Saved data entries
§
Issue #417, opened 2017-10-26
Port gap-position and gap-size to Rust


brotzeit:
```c
DEFUN ("gap-position", Fgap_position, Sgap_position, 0, 0, 0,
       doc: /* Return the position of the gap, in the current buffer.
See also `gap-size'.  */)
  (void)
{
  Lisp_Object temp;
  XSETFASTINT (temp, GPT);
  return temp;
}

DEFUN ("gap-size", Fgap_size, Sgap_size, 0, 0, 0,
       doc: /* Return the size of the current buffer's gap.
See also `gap-position'.  */)
  (void)
{
  Lisp_Object temp;
  XSETFASTINT (temp, GAP_SIZE);
  return temp;
}
```

brotzeit:
In order to port those functions, we need to access the struct members `gpt` and `gap_size`.
There's already a method called `gap_size` in buffers.rs. The method can be copied for `gpt`. You only have to change the name of the struct member.

The c macro `XSETFASTINT` can be ported with the rust method `from_natnum`. You can find examples in our rust codebase.

PR #531, opened 2017-12-07
Porting gap-position and gap-size to Rust

dcluna:
This should work for #417.

### DIFF
--- a/rust_src/src/buffers.rs
+++ b/rust_src/src/buffers.rs
@@ -53,6 +53,11 @@ impl LispBufferRef {
     }
 
     #[inline]
+    pub fn gap_position(self) -> ptrdiff_t {
+        unsafe { (*self.text).gpt }
+    }
+
+    #[inline]
     pub fn gap_size(&self) -> ptrdiff_t {
         unsafe { (*self.text).gap_size }
     }
--- a/rust_src/src/editfns.rs
+++ b/rust_src/src/editfns.rs
@@ -77,6 +77,21 @@ pub fn eolp() -> LispObject {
§
Exercise goal
Copy every line in the entries above that has the string "opened" in it.

Exercise output
Issue #417, opened 2017-10-26
PR #531, opened 2017-12-07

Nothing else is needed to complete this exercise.